For the sake of simplicity, consider the earth to be at rest with the test
bodies gravitating toward its center of mass. (They appear to be simply "falling"
from a perspective on the earth's surface.) One body is an immense hollow
sphere of negligible mass, the other is relatively small in size -- an
extra-vehicular scientist, let's say -- and also of negligible mass. Notice
that while the test bodies are falling toward the earth (or more accurately,
while the three bodies are converging) there is among them a purely relative
transformation of potential energy to kinetic energy as each moves uniformly in
its own frame of reference -- there would be, at least as yet, no occasion for
an exchange of mass-energy in the form of the supposed *gravitational* energy.

Let the sphere and the scientist be placed initially close together so that as they approach the earth their geodesics converge enough to bring their surfaces in contact some time before the larger impact. (It is the fantastic size of the hollow sphere that allows the surfaces of the two bodies to meet somewhere above the earth's surface). From the moment the sphere and the scientist come in contact until they reach the surface of the earth a static inertial acceleration between them will intensify as each tries to conform to its own geodesic at an ever greater angle to the normal. The situation will, if viewed in isolation, come to resemble the gravitation of a small body pressing against a planetary surface (although the gravitation between them is actually insignificant due to their negligible masses) and the scientist will even be able to stand upon the sphere.
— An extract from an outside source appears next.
PR #281, opened 2017-10-20
Added support for datepicker field

vanmil:
This change adds support for the Datepicker field type in the syntax parser. The available datepicker options (mode, format, minDate, maxDate, firstDay) discussed [here](https://octobercms.com/docs/backend/forms#widget-datepicker) are working correctly.

### DIFF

This development of an increasing inertial acceleration between the test bodies is the only aspect of the situation that changes from the moment they meet; the earthward component of their motion continues as before, a relative gravitation.

In a
manner that is similar to the first experiment, force has developed in the *resistance* to what is in this case a
convergent gravitation of two bodies toward a third. And once the two reach the
earth the situation remains essentially the same: Each of them, now in
conjunction with the entire conglomerate of the earth, presses toward the
center of mass with the same sort of conflict of geodesics as was observed
between them when they were gravitating from a distance. Along with the other
components of the earth at and below the surface, they are resisted, and thereby
induced with a static acceleration, by those further below, due to the
coincidence of the common inclination toward the center of mass and the
subordinate obstructions.

This
second experiment demonstrates that it is only in the inertial conflict of geodesics
(or as in the first experiment, in a singular inertial acceleration) that force
can be observed in association with gravitational phenomena. The intersection
of geodesics and the consequent inertial effects constitute the *interruption* of gravitation, and what is
commonly conceived as "the force of gravity" at a surface could be more
accurately described as *anti-gravitation*.